I welcome the Administration’s statements of concern for the welfare of the refugees fleeing to Europe from Syria.  In addition to reviewing opportunities for resettlement, more must be done to address the root causes of the desperate migration. For more than four years, the international community has taken a piecemeal approach to addressing the humanitarian crisis emanating from Syria.  Syria’s neighbors – especially Turkey, Jordan, and Lebanon – have accepted millions of refugees, many of whom wish to return to Syria if and when it becomes safe to do so. The U.S. should be supporting these countries in shifting to a longer term view of the problem, including looking at allowing legally registered refugees opportunities for employment that would not adversely impact the local economies. Future U.S. pledges of support should be regular and consistent, ensuring that aid implementers and host governments are able to count on and plan for our sustained support.

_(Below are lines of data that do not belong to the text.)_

PR #11443, opened 2026-08-04
proof(#11351): decodeItems to DecodeChain, via a shared residue lemma

dhsorens:
**Stacked on #11441** (base is `proof-11351-success-forward`, so the diff shows only this layer). Last core-side piece before the header composition: turning the model's `decodeItems` result into the offset-indexed `DecodeChain` that the guest-side walk composition consumes.

## `decodeAux_bytes_residue` — one case split, three facts

This **generalises** the prefix case split that #11441's `decodeAux_bytes_advance` performed, rather than adding a second copy of it. `advance` is now a two-line corollary, so the net effect on the tree is *less* duplication, not more. (I had started this as a refactor of #11441 itself, then backed it out when that PR was approved — no point discarding a local build + axiom verification for a code-quality change that lands just as well on top.)

From one prefix analysis:

| conclusion | why it is needed |
|---|---|
| residue is `bytes.drop off'` for a **derived** `off'` | `decodeItems`' recursion hands back an arbitrary suffix, while `DecodeChain` is indexed by *offsets* — this is the bridge between the two |
| the decode strictly advances | chain-induction termination |
| the decode is **fuel-independent** (`∀ m`) | none of the three byte-string branches recurses, so their branch equations are already fuel-free — and `DecodeChain` demands exactly that `∀ m` form, which a single-fuel fact cannot supply |

⚠️ It deliberately requires `off' ≤ bytes.length` **alone**, not the window bound `off' ≤ endOff` that `rlpItemDecode_of_decodeAux_bytes` takes. The window bound is what the chain induction *establishes*, so assuming it here would be circular. That asymmetry is the reason these are two lemmas and not one.

## `decodeItems_to_chain`

The converse of #11425's `decodeItems_of_chain`.

Worth noting for anyone touching this later: my first attempt unfolded `decodeItems` directly and hit repeated dependent-elimination failures, because the desugared `do`-bind is a **two-discriminant match**, which neither `Option.bind_eq_some_iff` nor `cases h : …` can see through. The working version reuses the existing `decodeItems_cons_inv` and `decodeItems_succ_of_ne_nil` — which already solved this exact problem — and is roughly a third the size. The lemma I needed was already in the tree.

## Gates

`lake build` warning-free · `port-check` **PASS** (101 theorems, classical axioms only) · forbidden-tactics / layering / file-size **PASS**.

## Remaining for #11351

Header-specific composition: `_decode_header = .ok h` → `StrictListPayload` + `DecodeChain` → `success_forward` → compose with `rlpFieldToU64_flat_spec_within` → the 8-instruction wrapper → registry rows.

One thing that got *easier* since the last PR, now posted on #11351: `_decode_header` runs `items.mapM rlpBytes?`, and `rlpBytes?` sends `.list` to `none`. So the byte-string hypothesis these lemmas carry is **discharged for free** by `_decode_header = .ok h` — it is not an extra domain restriction on the row, and the #11434 scope limit costs this family literally nothing.

Refs #11351, #11345, #11346

### DIFF
--- a/EvmAsm/Rv64/RLP/ItemDecodeForward.lean
+++ b/EvmAsm/Rv64/RLP/ItemDecodeForward.lean
@@ -500,54 +500,65 @@ theorem rlpItemDecode_of_decodeAux_bytes
                     obtain ⟨items, leftover⟩ := ir
                     simp [hread, hshort, htake, hitems] at hdec
 
-/-! ## Offset advance
+/-! ## Residue shape, offset advance, and fuel independence
 
-Chaining items needs to know each decode *advances*.  There is no general
-"the `decodeAux` residue is a proper suffix" lemma in the tree, so this
-re-runs the prefix case split, but only to read off the offset — none of the
-`rlpItemDecode` construction is repeated.  It needs `off' ≤ bytes.length`
-alone, **not** the window bound, which is what keeps it usable as the
-termination fact in the chain induction (the window bound is what the
-induction is trying to establish). -/
+Three facts the chain layer needs, all read off the same prefix case split, so
+it is performed once here and shared.  (#11441 derived only the advance fact
+and did its own split; this generalises that proof rather than adding a second
+copy — `decodeAux_bytes_advance` is now a two-line corollary.)
 
-theorem decodeAux_bytes_advance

Third, UN Security Council Resolutions 2139, 2165, and 2191, which the United States led and which passed unanimously, have not been fully implemented.  For example, Bashar al-Assad’s denials that his forces have continued to use barrel bombs directly contravenes the evidence from international monitors and firsthand witnesses that the onslaught has continued unabated.  Recent news reports detailing the use of both chlorine and mustard gas in Syria is evidence that, despite UN Resolutions to the contrary and an international effort to secure the Assad regime’s chemical weapons stockpiles, these indiscriminate, horrific weapons continue to be used in attacks against Syrian civilians.

Earlier this year, aid groups accused the UN Security Council of “failing Syria” and a UN spokesperson acknowledged that many countries are putting their national interests above their responsibilities on the Council. I am disappointed but unsurprised that the Russian Federation continues to protect the murderous Assad regime in the UN Security Council.  Continued efforts to ensure that Security Council resolutions are fully and immediately implemented are needed, including efforts to scale up humanitarian assistance into Syria. I believe the United States should make the protection of Syrian civilians from war crimes and crimes against humanity a higher priority.

More than four years of strife have displaced nearly twelve million Syrians from their homes. Millions are seeking refuge in neighboring countries, placing incredible strain on the local communities and are now migrating into Europe, seeking better living conditions.  Civilians are suffering under ISIS rule in parts of Syria and hiding from Assad’s barrel bombs in others.

American leadership is critical to bringing about an end to this horror. I urge you to take steps on the political, humanitarian, and multilateral fronts and stand ready to work with you on this important issue.